> **What is needed**:
For the records below, the count of lines that hold "with" is required; give only that number.

> **Source records**:
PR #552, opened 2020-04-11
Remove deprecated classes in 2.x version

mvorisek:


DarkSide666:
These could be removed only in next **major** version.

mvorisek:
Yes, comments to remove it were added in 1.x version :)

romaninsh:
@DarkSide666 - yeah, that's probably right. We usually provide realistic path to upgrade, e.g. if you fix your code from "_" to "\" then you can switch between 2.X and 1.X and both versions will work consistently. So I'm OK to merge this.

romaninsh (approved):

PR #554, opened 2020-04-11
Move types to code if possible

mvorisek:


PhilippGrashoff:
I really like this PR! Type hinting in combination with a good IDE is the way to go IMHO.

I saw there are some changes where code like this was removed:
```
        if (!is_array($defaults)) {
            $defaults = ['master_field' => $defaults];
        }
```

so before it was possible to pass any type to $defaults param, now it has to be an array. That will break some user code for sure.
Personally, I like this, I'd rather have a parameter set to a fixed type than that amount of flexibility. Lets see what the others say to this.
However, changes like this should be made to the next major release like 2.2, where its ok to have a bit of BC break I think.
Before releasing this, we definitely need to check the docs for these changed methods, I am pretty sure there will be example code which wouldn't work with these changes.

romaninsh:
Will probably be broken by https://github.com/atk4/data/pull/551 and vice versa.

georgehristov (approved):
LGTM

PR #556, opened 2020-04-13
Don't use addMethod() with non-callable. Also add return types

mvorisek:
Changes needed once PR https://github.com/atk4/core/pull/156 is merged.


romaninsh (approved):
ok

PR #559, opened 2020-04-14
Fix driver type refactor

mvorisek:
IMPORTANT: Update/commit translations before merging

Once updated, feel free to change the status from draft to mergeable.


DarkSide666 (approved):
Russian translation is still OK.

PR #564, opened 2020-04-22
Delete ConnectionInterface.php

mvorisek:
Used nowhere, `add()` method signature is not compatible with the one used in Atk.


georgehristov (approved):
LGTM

...

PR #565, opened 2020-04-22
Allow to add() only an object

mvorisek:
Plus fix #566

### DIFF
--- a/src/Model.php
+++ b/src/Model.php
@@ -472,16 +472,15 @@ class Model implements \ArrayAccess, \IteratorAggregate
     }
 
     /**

> **Task solution**:
4